Carolina fala do tema suicídio com conhecimento de causa. Com menos de dez anos de idade, ela já havia tentado se matar algumas vezes. A busca pela compreensão do problema a levou a pesquisas sobre o tema e hoje é especialista em crimes cibernéticos e em educomunicação para a prevenção do suicídio.
No campo científico, ainda não há fortes evidências de que as redes sociais de uma forma geral possam aumentar o risco de transtornos mentais.
Algumas pesquisas mostram que adolescentes mais expostos aos dispositivos eletrônicos (como computador, celulares e videogames) manifestam menores níveis de autoestima, satisfação com a vida e felicidade.
Outros estudos apontam uma relação entre o comportamento suicida e de autolesão a hábitos intensos de consumo de internet e contato com sites onde havia conteúdo relacionado ao tema. E outros trabalhos não conseguiram estabelecer essa relação de causa e efeito.

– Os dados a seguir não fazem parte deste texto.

PR #78, opened 2020-06-05
Spelling fix.

hensleyrob:


marin-bratanov:
Thank you for noticing and fixing this, Rob!

PR #80, opened 2020-06-10
Updates to the Chart Tooltip Docs

svdimitr:


_contentTemplates/chart/link-to-basics.md
```diff
@@ -186,7 +186,8 @@ This approach is not limited only to the Labels - it can be used with to all tag
 #end
 
 #context-parameter-information
-* `Value` - maps to the value of the data point that is being hovered.
+* `FormattedValue` - maps to the value of the data point that is being hovered, formatted as a string.
```
marin-bratanov, line 189: Maybe add a sentence here that it contains the default rendering of the tooltip, rather than the value. For example, in more complex charts (such as OHLC) it will probably be an actual `<table>`.

components/chart/tooltip/shared.md
```diff
@@ -101,23 +101,25 @@ Each `Point` contains the following data:
...
-           }
+            @{
+                var points = context.Points;
+
+                foreach (var point in points)
+                {
+                    <div>
+                        <TelerikIcon Icon="@IconName.Information" />
+                        @*this example shows how to parse the FormattedValue to a int,*@
+                        @*but you can also parse it to any other type*@
```
marin-bratanov, line 117: maybe should be something like "any other type your data uses/has"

Para o psiquiatra Fernandes, é difícil até relacionar redes sociais a um maior risco de depressão porque as pessoas que já têm a doença tendem a preferir atividades solitárias e passivas. “Nada é mais solitário e passivo do que ficar em frente a uma tela. É um comportamento atrelado.”

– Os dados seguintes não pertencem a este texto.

PR #88, opened 2020-06-19
docs(dropdownlist): add defaulttext option for model binding

edrohler:
Added option for setting the default value to allow end-users to select a null value like, 0, or null.

### DIFF
--- a/components/dropdownlist/data-bind.md
+++ b/components/dropdownlist/data-bind.md
@@ -51,14 +51,15 @@ To bind the DropDownList to a model:
 
 1. populate its `Data` property with the collection of items you want in the dropdown
 1. set the `TextField` and `ValueField` properties to point to the corresponding names of the model
-1. set the `Value` property to the intial value of the model. If not set, it will be populated with the first item in the data source.
+2. set the `Value` property to the initial value of the model. If not set, it will be populated with the first item in the data source or the `DefaultText`.
+3. (optional) set `DefaultText` value. This will show when the selected value isn't in the collection of items. For example, 0 for int and null for an int? or string.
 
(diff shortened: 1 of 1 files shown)


components/dropdownlist/data-bind.md
```diff
@@ -51,14 +51,15 @@ To bind the DropDownList to a model:
 
 1. populate its `Data` property with the collection of items you want in the dropdown
 1. set the `TextField` and `ValueField` properties to point to the corresponding names of the model
-1. set the `Value` property to the intial value of the model. If not set, it will be populated with the first item in the data source.
+2. set the `Value` property to the initial value of the model. If not set, it will be populated with the first item in the data source or the `DefaultText`.
```
marin-bratanov, line 54: The Value will not be populated with the DefaultText, that's just an appearance feature. The Value can be null or the default value of the type. Please also check the Considerations section and let me know if you still find the docs lacking https://docs.telerik.com/blazor-ui/components/dropdownlist/data-bind#considerations

components/dropdownlist/data-bind.md
```diff
@@ -51,14 +51,15 @@ To bind the DropDownList to a model:
...
+3. (optional) set `DefaultText` value. This will show when the selected value isn't in the collection of items. For example, 0 for int and null for an int? or string.
```
marin-bratanov, line 55: I'd rather not burden the user with many steps

marin-bratanov:
Linked the sections that explain that from the top of the article in https://github.com/telerik/blazor-docs/commit/1cbe98e2e5e2adf78402c7d1bfc36be937c7e00e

Segundo ele, às vezes, esse consumo excessivo de tela, de mídia, é o único estímulo que a pessoa consegue ter para se manter entretido com algo.
Outro dado que chama atenção na pesquisa Datafolha é o alto índice de pessoas que relatam que sofreram esgotamento e desequilíbrio mental ou que convivem com alguém que passou por essa situação.
Mais da metade das mulheres (57%) afirma ter passado por algum tipo com esgotamento mental por mais de um dia. Entre os jovens de 16 a 24 anos, 63% dizem que vivenciaram situações de estresse e cansaço por mais de um dia.
“A autocobrança para dar conta de tantos papéis no dia a dia, principalmente as mulheres, pode ser um gatilho para a depressão. É preciso reduzir o tempo de acesso às redes sociais, principalmente no período da noite”, afirma Marta Axthein, presidente da Abrata.
O levantamento também revelou que 34% dos brasileiros declaram ter passado por problemas psicológicos durante a pandemia de Covid-19. No ano passado, 44% haviam relatado essas questões em outra pesquisa Datafolha.
“O motivo dessa queda pode estar relacionado a uma percepção diferente sobre os riscos à saúde, além de uma eventual melhora no ambiente econômico comparados ao momento mais agudo da Covid-19”, explica o psiquiatra Fernandes.
A pesquisa faz parte da Campanha “Bem Me Quer, Bem Me Quero: Cuidar da Saúde Mental é um Exercício Diário”, alusiva ao Setembro Amarelo, mês de prevenção ao suicídio. A ação faz um alerta para a valorização do autocuidado em prol da saúde mental.